Colloquium Topic: How Technology Is Changing American Intelligence

In this talk, Zegart examines the past, present, and future of American espionage, focusing on how emerging technologies are radically challenging every aspect of the intelligence enterprise. An illuminating case study is nuclear threat detection. Zegart will share her findings that nuclear intelligence is not just for superpower governments anymore thanks to Internet connectivity, automated analytics, and commercial satellites. This talk will focus on the characteristics, benefits, and risks of this democratization of intelligence for threat detection and crisis management. Zegart will also discuss how technology is not a panacea for the intelligence community, how it can exacerbate existing biases, and how it must be used strategically to provide critical insights to the military, policymakers, and the American public.

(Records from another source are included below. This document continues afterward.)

PR #295, opened 2024-08-08
codeowners: remove @lzaoral

lzaoral:
The RHEL-related responsibilities take the majority of my work-time and I don't have time nor the motivation to be the main reviewer for this project.

From now on, I'd like to officially limit my contributions only to critical regressions which is the actual state of things for few past months anyway.  I'll try to finish #243 soon but other QOL improvements or (much needed) refactoring is out of scope for me.

PR #318, opened 2025-06-18
Update OSH URLs to new hostname

sfowl:
Not sure if this change is strictly necessary but a new commit on main will be helpful for propagating new internal builds of `osh-client`, which contain the `/etc/osh/client.conf` file with the updated `HUB_URL`.


osh/client/osh-cli
```diff
@@ -36,9 +36,11 @@ def handle_deprecated_options(conf):
               file=sys.stderr)
 
     # xmlrpclib/httplib do not follow HTTP redirect
-    if "cov01.lab.eng.brq.redhat.com" in conf["HUB_URL"]:
-        conf["HUB_URL"] = "https://cov01.lab.eng.brq2.redhat.com/osh/xmlrpc"
-        print_warning("HUB_URL")
+    hosts = ("cov01.lab.eng.brq.redhat.com", "cov01.lab.eng.brq2.redhat.com", "osh.prodsec.redhat.com")
```
kdudka, line 39: The reason for this hard-coded transformation is that `client.conf` is packaged as `%config(noreplace)`: https://github.com/openscanhub/openscanhub/blob/55f0214d2656a1e7a74dd65c18520dbe1d350a90/osh.spec#L221

This means that users who changed the `client.conf` file locally will not start using the updated `HUB_URL` after installing the updated RPM package until they merge the configuration file changes manually.  Therefore, I would not put `osh.prodsec.redhat.com` into this tuple.  It is unlikely that users would set such a `HUB_URL` manually in their configuration file and, if they do, they should use a correct URL with no need to rewrite it.

kdudka (changes requested):
Please use the `client: ` prefix in the commit message summary as described in [CONTRIBUTING.md](https://github.com/openscanhub/openscanhub/blob/main/CONTRIBUTING.md).

osh/client/osh-cli
sfowl: Makes sense, removed from tuple

kdudka (approved):
Looks good.  Thanks for the update!  Now we need to figure out why the upstream CI started to fail...

sfowl:
> Looks good. Thanks for the update! Now we need to figure out why the upstream CI started to fail...

I think the cause was some change in behaviour between podman-compose 1.3.0 (used in last successful [PR](https://github.com/openscanhub/openscanhub/actions/runs/14081702409/job/39681962464)) and [1.4.0](https://github.com/containers/podman-compose/releases/tag/v1.4.0).

containers/scripts/deploy.sh
```diff
@@ -44,7 +44,7 @@ main() {
     prepare_deploy
 
     # build the containers but do not start them
-    podman-compose -p osh up --build --no-start "${CONTAINERS[@]}"
+    podman-compose -p osh build "${CONTAINERS[@]}"
```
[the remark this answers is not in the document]
sfowl: It works for me locally both with versions 1.2.0 and 1.4.0. The `build` cmd at least seems to do the same thing in 1.0.0 as well, but I can't easily test an entire integration test run with that version.

FWIW though, I've encountered similar issues with podman-compose in the past (changes in behaviour / breakages).

siteshwar (approved):

kdudka:
@sfowl Thank you for fixing the CI!  I have only swapped the commits such that the CI fix goes first (to make the history more `git bisect`-friendly).

lzaoral:
> [!WARNING]  
> The following changes are mostly untested and I have no intention to submit them to `kobo` myself because I want to keep my involvement with this project at minimum (see #295).

@kdudka brought the F42 TF failures to my attention.  They are caused by the following change in Django 5.2: https://github.com/django/django/commit/50f89ae850f6b4e35819fe725a08c7e579bfd099

The following `kobo` patch removes the usage of `MiddlewareMixin` (which was mainly needed for Django 1.9 and older but `kobo` no longer supports these releases) and replaces them with a bit more modern alternative:

```patch
diff --git a/kobo/django/auth/middleware.py b/kobo/django/auth/middleware.py
index 864d46d..212f2b9 100644
--- a/kobo/django/auth/middleware.py
+++ b/kobo/django/auth/middleware.py
@@ -1,9 +1,8 @@
 from django.contrib.auth.middleware import RemoteUserMiddleware
-from django.utils.deprecation import MiddlewareMixin

 from kobo.django.helpers import call_if_callable

-class LimitedRemoteUserMiddleware(RemoteUserMiddleware, MiddlewareMixin):
+class LimitedRemoteUserMiddleware(RemoteUserMiddleware):
     '''
     Same behaviour as RemoteUserMiddleware except that it doesn't logout user
     if is already logged in.
diff --git a/kobo/django/menu/middleware.py b/kobo/django/menu/middleware.py
index e118edc..ad9438d 100644
--- a/kobo/django/menu/middleware.py
+++ b/kobo/django/menu/middleware.py
@@ -1,7 +1,5 @@
 # -*- coding: utf-8 -*-

-from django.utils.deprecation import MiddlewareMixin
-
 from kobo.django.menu import menu


@@ -20,10 +18,18 @@ class LazyMenu(object):
         return request._cached_menu


-class MenuMiddleware(MiddlewareMixin):
+class MenuMiddleware():
     """
     @summary: Middleware for menu object.
     """
+    def __init__(self, get_response):
+        self.get_response = get_response
+
+    def __call__(self, request):
+        self.process_request(request)
+        response = self.get_response(request)
+        return response
+
     def process_request(self, request):
         """
         @summary: Adds menu to request object
diff --git a/kobo/hub/middleware.py b/kobo/hub/middleware.py
index bd4d423..68f7ecd 100644
--- a/kobo/hub/middleware.py
+++ b/kobo/hub/middleware.py
@@ -2,8 +2,6 @@

 from __future__ import absolute_import

-from django.utils.deprecation import MiddlewareMixin
-
 from .models import Worker


@@ -26,13 +24,21 @@ class LazyWorker(object):
         return request._cached_worker


-class WorkerMiddleware(MiddlewareMixin):
+class WorkerMiddleware():
     """Sets a request.worker.

     - Worker instance if username exists in database
     - None otherwise
     """

+    def __init__(self, get_response):
+        self.get_response = get_response
+
+    def __call__(self, request):
+        self.process_request(request)
+        response = self.get_response(request)
+        return response
+
     def process_request(self, request):
         assert hasattr(request, "user"), "Worker middleware requires authentication middleware to be installed. Also make sure the database is set and writable."
         request.__class__.worker = LazyWorker()
```

This fixes the following traceback:
```python
  File "/usr/lib64/python3.13/threading.py", line 1041, in _bootstrap_inner
    self.run()
    ~~~~~~~~^^
  File "/usr/lib64/python3.13/threading.py", line 992, in run
    self._target(*self._args, **self._kwargs)
    ~~~~~~~~~~~~^^^^^^^^^^^^^^^^^^^^^^^^^^^^^
  File "/usr/lib/python3.13/site-packages/django/utils/autoreload.py", line 64, in wrapper
    fn(*args, **kwargs)
    ~~^^^^^^^^^^^^^^^^^
  File "/usr/lib/python3.13/site-packages/django/core/management/commands/runserver.py", line 143, in inner_run
    handler = self.get_handler(*args, **options)
  File "/usr/lib/python3.13/site-packages/django/contrib/staticfiles/management/commands/runserver.py", line 31, in get_handler
    handler = super().get_handler(*args, **options)
  File "/usr/lib/python3.13/site-packages/django/core/management/commands/runserver.py", line 73, in get_handler
    return get_internal_wsgi_application()
  File "/usr/lib/python3.13/site-packages/django/core/servers/basehttp.py", line 45, in get_internal_wsgi_application
    return get_wsgi_application()
  File "/usr/lib/python3.13/site-packages/django/core/wsgi.py", line 13, in get_wsgi_application
    return WSGIHandler()
  File "/usr/lib/python3.13/site-packages/django/core/handlers/wsgi.py", line 118, in __init__
    self.load_middleware()
    ~~~~~~~~~~~~~~~~~~~~^^
  File "/usr/lib/python3.13/site-packages/django/core/handlers/base.py", line 61, in load_middleware
    mw_instance = middleware(adapted_handler)
  File "/usr/lib/python3.13/site-packages/django/contrib/auth/middleware.py", line 121, in __init__
    super().__init__()
    ~~~~~~~~~~~~~~~~^^
TypeError: MiddlewareMixin.__init__() missing 1 required positional argument: 'get_response'
```

Note that this fix is only temporary, you will need to make additional changes to support Django 6.1: https://github.com/django/django/commit/1704c49a9b149b66b6a0e67abc8c95293bc35649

Colloquium Speaker: Amy Zegart

Dr. Amy Zegart is the Morris Arnold and Nona Jean Cox Senior Fellow at the Hoover Institution and Professor of Political Science (by courtesy) at Stanford University. She is also a Senior Fellow at Stanford’s Freeman Spogli Institute for International Studies, Chair of Stanford’s Artificial Intelligence and International Security Steering Committee, and a contributing writer at The Atlantic. She specializes in U.S. intelligence, emerging technologies and national security, grand strategy, and global political risk management.

Zegart has been featured by the National Journal as one of the ten most influential experts in intelligence reform. Most recently, she served a member of the 2022 CFR “Confronting Reality in Cyberspace” Task Force, a commissioner on the 2020 CSIS Technology and Intelligence Task Force, and an advisor to the National Security Commission on Artificial Intelligence.

The most recent of her five book projects is Spies, Lies, and Algorithms: The History and Future of American Intelligence, which was just released in February of this year. She has also authored Spying Blind: The CIA, the FBI, and the Origins of 9/11 (2007), co-authored Political Risk: How Businesses and Organizations Can Anticipate Global Insecurity (2018) with Condoleezza Rice, and co-edited Bytes, Bombs, and Spies: The Strategic Dimensions of Offensive Cyber Operations (2019) with Herbert Lin.